*Work to be completed:*
Set the data down again, exactly as it appears below.

(Collected data)
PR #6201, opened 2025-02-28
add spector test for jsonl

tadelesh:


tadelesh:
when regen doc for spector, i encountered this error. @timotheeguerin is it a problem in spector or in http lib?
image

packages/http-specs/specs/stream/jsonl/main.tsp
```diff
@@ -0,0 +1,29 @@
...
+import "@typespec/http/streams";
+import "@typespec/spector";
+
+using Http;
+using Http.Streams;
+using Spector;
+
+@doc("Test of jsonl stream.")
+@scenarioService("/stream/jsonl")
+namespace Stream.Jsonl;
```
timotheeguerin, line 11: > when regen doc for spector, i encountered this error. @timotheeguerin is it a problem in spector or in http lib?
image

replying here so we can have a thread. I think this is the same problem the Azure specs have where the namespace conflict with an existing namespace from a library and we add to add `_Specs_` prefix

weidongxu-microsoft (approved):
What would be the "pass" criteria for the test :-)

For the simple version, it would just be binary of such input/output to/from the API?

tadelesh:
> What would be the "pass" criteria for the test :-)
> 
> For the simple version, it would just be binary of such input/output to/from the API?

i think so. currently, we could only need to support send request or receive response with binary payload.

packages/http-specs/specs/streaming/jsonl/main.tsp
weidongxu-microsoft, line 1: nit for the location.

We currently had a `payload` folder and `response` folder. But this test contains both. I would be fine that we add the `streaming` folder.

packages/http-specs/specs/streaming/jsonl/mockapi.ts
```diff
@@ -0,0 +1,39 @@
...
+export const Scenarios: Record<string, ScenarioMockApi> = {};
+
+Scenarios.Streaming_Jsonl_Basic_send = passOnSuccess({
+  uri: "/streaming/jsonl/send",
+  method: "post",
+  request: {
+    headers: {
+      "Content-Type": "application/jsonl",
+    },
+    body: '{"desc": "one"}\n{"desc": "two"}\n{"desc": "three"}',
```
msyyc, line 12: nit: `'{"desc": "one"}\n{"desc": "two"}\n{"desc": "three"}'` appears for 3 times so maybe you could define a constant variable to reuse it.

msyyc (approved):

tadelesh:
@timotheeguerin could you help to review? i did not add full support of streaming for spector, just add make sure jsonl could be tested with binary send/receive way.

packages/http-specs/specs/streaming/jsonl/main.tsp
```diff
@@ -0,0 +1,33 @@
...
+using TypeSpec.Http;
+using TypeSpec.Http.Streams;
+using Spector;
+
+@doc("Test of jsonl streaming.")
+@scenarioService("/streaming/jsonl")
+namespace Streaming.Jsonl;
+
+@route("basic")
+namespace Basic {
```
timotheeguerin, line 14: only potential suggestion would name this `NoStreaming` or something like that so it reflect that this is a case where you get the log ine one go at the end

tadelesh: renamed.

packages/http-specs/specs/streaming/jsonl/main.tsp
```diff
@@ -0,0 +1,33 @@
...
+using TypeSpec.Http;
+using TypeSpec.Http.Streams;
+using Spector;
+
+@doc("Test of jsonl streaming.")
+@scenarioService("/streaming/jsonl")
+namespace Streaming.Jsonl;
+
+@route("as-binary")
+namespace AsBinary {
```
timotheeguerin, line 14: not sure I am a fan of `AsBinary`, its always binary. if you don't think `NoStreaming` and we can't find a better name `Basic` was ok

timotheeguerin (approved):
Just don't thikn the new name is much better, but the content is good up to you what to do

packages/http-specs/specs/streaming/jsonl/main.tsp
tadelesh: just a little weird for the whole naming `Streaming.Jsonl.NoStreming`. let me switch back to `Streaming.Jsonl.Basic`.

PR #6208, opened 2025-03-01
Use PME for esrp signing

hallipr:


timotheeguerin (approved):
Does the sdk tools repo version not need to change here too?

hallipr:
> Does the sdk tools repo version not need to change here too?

*Your solution:*
PR #6201, opened 2025-02-28
add spector test for jsonl

tadelesh:


tadelesh:
when regen doc for spector, i encountered this error. @timotheeguerin is it a problem in spector or in http lib?
image

packages/http-specs/specs/stream/jsonl/main.tsp
```diff
@@ -0,0 +1,29 @@
...
+import "@typespec/http/streams";
+import "@typespec/spector";
+
+using Http;
+using Http.Streams;
+using Spector;
+
+@doc("Test of jsonl stream.")
+@scenarioService("/stream/jsonl")
+namespace Stream.Jsonl;
```
timotheeguerin, line 11: > when regen doc for spector, i encountered this error. @timotheeguerin is it a problem in spector or in http lib?
image

replying here so we can have a thread. I think this is the same problem the Azure specs have where the namespace conflict with an existing namespace from a library and we add to add `_Specs_` prefix

weidongxu-microsoft (approved):
What would be the "pass" criteria for the test :-)

For the simple version, it would just be binary of such input/output to/from the API?

tadelesh:
> What would be the "pass" criteria for the test :-)
> 
> For the simple version, it would just be binary of such input/output to/from the API?

i think so. currently, we could only need to support send request or receive response with binary payload.

packages/http-specs/specs/streaming/jsonl/main.tsp
weidongxu-microsoft, line 1: nit for the location.

We currently had a `payload` folder and `response` folder. But this test contains both. I would be fine that we add the `streaming` folder.

packages/http-specs/specs/streaming/jsonl/mockapi.ts
```diff
@@ -0,0 +1,39 @@
...
+export const Scenarios: Record<string, ScenarioMockApi> = {};
+
+Scenarios.Streaming_Jsonl_Basic_send = passOnSuccess({
+  uri: "/streaming/jsonl/send",
+  method: "post",
+  request: {
+    headers: {
+      "Content-Type": "application/jsonl",
+    },
+    body: '{"desc": "one"}\n{"desc": "two"}\n{"desc": "three"}',
```
msyyc, line 12: nit: `'{"desc": "one"}\n{"desc": "two"}\n{"desc": "three"}'` appears for 3 times so maybe you could define a constant variable to reuse it.

msyyc (approved):

tadelesh:
@timotheeguerin could you help to review? i did not add full support of streaming for spector, just add make sure jsonl could be tested with binary send/receive way.

packages/http-specs/specs/streaming/jsonl/main.tsp
```diff
@@ -0,0 +1,33 @@
...
+using TypeSpec.Http;
+using TypeSpec.Http.Streams;
+using Spector;
+
+@doc("Test of jsonl streaming.")
+@scenarioService("/streaming/jsonl")
+namespace Streaming.Jsonl;
+
+@route("basic")
+namespace Basic {
```
timotheeguerin, line 14: only potential suggestion would name this `NoStreaming` or something like that so it reflect that this is a case where you get the log ine one go at the end

tadelesh: renamed.

packages/http-specs/specs/streaming/jsonl/main.tsp
```diff
@@ -0,0 +1,33 @@
...
+using TypeSpec.Http;
+using TypeSpec.Http.Streams;
+using Spector;
+
+@doc("Test of jsonl streaming.")
+@scenarioService("/streaming/jsonl")
+namespace Streaming.Jsonl;
+
+@route("as-binary")
+namespace AsBinary {
```
timotheeguerin, line 14: not sure I am a fan of `AsBinary`, its always binary. if you don't think `NoStreaming` and we can't find a better name `Basic` was ok

timotheeguerin (approved):
Just don't thikn the new name is much better, but the content is good up to you what to do

packages/http-specs/specs/streaming/jsonl/main.tsp
tadelesh: just a little weird for the whole naming `Streaming.Jsonl.NoStreming`. let me switch back to `Streaming.Jsonl.Basic`.

PR #6208, opened 2025-03-01
Use PME for esrp signing

hallipr:


timotheeguerin (approved):
Does the sdk tools repo version not need to change here too?

hallipr:
> Does the sdk tools repo version not need to change here too?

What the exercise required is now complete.